◆ **Task goal**: Go line by line through the entries below and copy those containing the string "Unexpected".

Stored data entries:

-.-.-

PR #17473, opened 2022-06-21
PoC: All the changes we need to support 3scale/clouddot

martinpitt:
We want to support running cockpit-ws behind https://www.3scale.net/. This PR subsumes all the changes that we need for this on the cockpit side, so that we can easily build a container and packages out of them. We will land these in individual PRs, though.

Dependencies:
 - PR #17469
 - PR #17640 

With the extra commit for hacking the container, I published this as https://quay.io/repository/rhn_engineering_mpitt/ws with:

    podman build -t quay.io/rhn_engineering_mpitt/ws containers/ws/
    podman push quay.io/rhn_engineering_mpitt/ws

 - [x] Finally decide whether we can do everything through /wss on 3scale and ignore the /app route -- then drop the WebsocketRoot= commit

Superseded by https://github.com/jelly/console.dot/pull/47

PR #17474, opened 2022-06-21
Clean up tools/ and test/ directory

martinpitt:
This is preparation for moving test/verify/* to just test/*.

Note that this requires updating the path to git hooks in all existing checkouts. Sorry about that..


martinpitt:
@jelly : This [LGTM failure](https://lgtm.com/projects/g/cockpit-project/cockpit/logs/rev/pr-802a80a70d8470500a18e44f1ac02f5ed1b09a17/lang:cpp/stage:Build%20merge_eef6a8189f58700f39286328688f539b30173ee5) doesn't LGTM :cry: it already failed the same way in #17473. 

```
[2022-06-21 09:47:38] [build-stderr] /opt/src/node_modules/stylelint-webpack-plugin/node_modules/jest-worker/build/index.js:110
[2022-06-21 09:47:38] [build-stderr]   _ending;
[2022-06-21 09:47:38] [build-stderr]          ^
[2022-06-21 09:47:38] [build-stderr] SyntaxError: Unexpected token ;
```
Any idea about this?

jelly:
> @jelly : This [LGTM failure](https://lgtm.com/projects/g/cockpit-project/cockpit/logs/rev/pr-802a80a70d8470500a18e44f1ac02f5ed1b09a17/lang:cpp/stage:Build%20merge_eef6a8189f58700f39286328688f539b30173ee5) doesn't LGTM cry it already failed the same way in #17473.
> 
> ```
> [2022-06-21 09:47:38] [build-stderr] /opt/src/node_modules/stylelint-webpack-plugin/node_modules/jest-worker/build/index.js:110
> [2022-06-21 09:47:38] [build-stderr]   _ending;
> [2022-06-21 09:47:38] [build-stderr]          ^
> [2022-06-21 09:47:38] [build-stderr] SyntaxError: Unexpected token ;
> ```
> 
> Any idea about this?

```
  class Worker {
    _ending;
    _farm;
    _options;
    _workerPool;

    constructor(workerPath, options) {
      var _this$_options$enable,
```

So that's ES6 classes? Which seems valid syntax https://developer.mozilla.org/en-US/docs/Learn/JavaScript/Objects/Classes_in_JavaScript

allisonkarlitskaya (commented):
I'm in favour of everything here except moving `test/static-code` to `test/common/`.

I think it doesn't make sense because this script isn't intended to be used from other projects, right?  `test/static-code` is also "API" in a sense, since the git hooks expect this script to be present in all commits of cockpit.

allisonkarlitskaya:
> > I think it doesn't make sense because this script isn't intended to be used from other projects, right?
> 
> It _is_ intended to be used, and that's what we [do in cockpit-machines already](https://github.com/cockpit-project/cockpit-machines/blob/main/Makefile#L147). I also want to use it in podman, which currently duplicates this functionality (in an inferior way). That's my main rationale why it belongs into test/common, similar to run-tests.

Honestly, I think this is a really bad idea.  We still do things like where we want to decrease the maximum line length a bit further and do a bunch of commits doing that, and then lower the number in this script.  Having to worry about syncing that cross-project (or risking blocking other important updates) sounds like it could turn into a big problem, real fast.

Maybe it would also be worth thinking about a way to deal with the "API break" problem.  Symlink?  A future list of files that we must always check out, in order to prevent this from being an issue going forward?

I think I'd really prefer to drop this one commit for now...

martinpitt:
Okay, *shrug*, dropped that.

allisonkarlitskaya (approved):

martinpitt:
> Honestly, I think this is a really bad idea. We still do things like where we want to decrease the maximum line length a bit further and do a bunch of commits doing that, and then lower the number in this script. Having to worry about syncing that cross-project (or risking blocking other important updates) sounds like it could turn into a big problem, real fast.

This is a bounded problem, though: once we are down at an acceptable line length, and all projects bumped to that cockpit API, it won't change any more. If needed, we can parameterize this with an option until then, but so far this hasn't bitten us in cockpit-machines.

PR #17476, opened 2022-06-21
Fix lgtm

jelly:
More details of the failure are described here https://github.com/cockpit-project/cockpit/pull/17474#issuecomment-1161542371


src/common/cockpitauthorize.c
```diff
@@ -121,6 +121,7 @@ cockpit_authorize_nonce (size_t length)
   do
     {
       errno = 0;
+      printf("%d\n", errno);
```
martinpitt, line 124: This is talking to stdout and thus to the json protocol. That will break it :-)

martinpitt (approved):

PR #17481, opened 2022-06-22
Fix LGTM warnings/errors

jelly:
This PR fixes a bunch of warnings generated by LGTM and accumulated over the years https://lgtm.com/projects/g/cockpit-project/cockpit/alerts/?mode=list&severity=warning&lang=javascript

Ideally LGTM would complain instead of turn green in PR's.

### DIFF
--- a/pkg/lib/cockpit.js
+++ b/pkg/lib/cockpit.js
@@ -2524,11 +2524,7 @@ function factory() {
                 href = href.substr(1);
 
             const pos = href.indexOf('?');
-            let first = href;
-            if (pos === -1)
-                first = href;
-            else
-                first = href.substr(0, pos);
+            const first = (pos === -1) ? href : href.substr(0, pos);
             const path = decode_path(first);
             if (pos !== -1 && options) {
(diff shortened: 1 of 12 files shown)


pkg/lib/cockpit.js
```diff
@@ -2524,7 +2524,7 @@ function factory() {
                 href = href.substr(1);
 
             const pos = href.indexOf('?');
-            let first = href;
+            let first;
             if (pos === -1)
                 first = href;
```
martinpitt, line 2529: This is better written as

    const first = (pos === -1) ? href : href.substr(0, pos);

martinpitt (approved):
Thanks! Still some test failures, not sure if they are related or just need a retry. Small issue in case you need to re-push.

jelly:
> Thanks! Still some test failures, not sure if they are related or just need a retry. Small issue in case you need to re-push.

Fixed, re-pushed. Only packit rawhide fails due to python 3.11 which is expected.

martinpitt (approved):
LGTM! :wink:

-.-.-

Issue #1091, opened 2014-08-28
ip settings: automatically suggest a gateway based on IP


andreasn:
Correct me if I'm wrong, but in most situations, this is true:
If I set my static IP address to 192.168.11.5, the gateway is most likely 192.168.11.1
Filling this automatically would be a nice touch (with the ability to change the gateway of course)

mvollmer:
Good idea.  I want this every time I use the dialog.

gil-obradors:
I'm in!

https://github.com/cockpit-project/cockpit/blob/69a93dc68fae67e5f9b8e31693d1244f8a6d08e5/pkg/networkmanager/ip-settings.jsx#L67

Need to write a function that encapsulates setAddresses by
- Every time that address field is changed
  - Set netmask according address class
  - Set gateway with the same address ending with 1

-.-.-

◆ **Response to this task**:
[2022-06-21 09:47:38] [build-stderr] SyntaxError: Unexpected token ;
> [2022-06-21 09:47:38] [build-stderr] SyntaxError: Unexpected token ;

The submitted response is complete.